▸ Task: From the first record to the last, write each one out again exactly.
......
PR #604, opened 2023-10-18
Add arm64 MACH support for os.h

onelxj:
Backtrace is not currently supported for arm mac, but we use it only in cc_test, so we can build the core library.

### DIFF
--- a/eventuals/os.h
+++ b/eventuals/os.h
@@ -78,7 +78,7 @@ struct StackInfo {
   Bytes size = 0;
   inline Bytes StackAvailable() {
     [[maybe_unused]] char local_var{};
-#if defined(__x86_64__)
+#if defined(__x86_64__) || defined(__MACH__)
     return Bytes(
         (&local_var)
         - ((char*) end) - sizeof(local_var));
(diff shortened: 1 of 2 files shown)


eventuals/os.h
```diff
@@ -133,17 +125,19 @@ inline StackInfo GetStackInfo() {
       /* size = */ Bytes(size)};
 #endif // If Linux.
 
-#ifdef __MACH__
+#if defined(__MACH__) && (defined(__arm64__) || defined(__x86_64__))
   // For macOS `pthread_get_stackaddr_np` can return either the base
-  // or the end of the stack.
-  // Check 1274 line on the link below:
-  // https://android.googlesource.com/platform/art/+/master/runtime/thread.cc
+  // or the end of the stack. On Mac OS 10.7, it's the end.
```
benh, line 130: Please match the comments around you for consistency.
```suggestion
  // or the end of the stack. On macOS 10.7, it's the end.
```

test/os.cc
```diff
@@ -32,7 +32,13 @@ TEST(Thread, Joinable) {
 TEST(Thread, SetStackSize) {
   Thread t{
       []() {
+#if defined(__MACH__) && defined(__arm64__)
+        // Mac OS ARM sets the stack size a bit more than
```
benh, line 36:
```suggestion
        // macOS ARM sets the stack size a bit more than
```

benh (approved):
......
▸ Answer box:
PR #604, opened 2023-10-18
Add arm64 MACH support for os.h

onelxj:
Backtrace is not currently supported for arm mac, but we use it only in cc_test, so we can build the core library.

### DIFF
--- a/eventuals/os.h
+++ b/eventuals/os.h
@@ -78,7 +78,7 @@ struct StackInfo {
   Bytes size = 0;
   inline Bytes StackAvailable() {
     [[maybe_unused]] char local_var{};
-#if defined(__x86_64__)
+#if defined(__x86_64__) || defined(__MACH__)
     return Bytes(
         (&local_var)
         - ((char*) end) - sizeof(local_var));
(diff shortened: 1 of 2 files shown)


eventuals/os.h
```diff
@@ -133,17 +125,19 @@ inline StackInfo GetStackInfo() {
       /* size = */ Bytes(size)};
 #endif // If Linux.
 
-#ifdef __MACH__
+#if defined(__MACH__) && (defined(__arm64__) || defined(__x86_64__))
   // For macOS `pthread_get_stackaddr_np` can return either the base
-  // or the end of the stack.
-  // Check 1274 line on the link below:
-  // https://android.googlesource.com/platform/art/+/master/runtime/thread.cc
+  // or the end of the stack. On Mac OS 10.7, it's the end.
```
benh, line 130: Please match the comments around you for consistency.
```suggestion
  // or the end of the stack. On macOS 10.7, it's the end.
```

test/os.cc
```diff
@@ -32,7 +32,13 @@ TEST(Thread, Joinable) {
 TEST(Thread, SetStackSize) {
   Thread t{
       []() {
+#if defined(__MACH__) && defined(__arm64__)
+        // Mac OS ARM sets the stack size a bit more than
```
benh, line 36:
```suggestion
        // macOS ARM sets the stack size a bit more than
```

benh (approved):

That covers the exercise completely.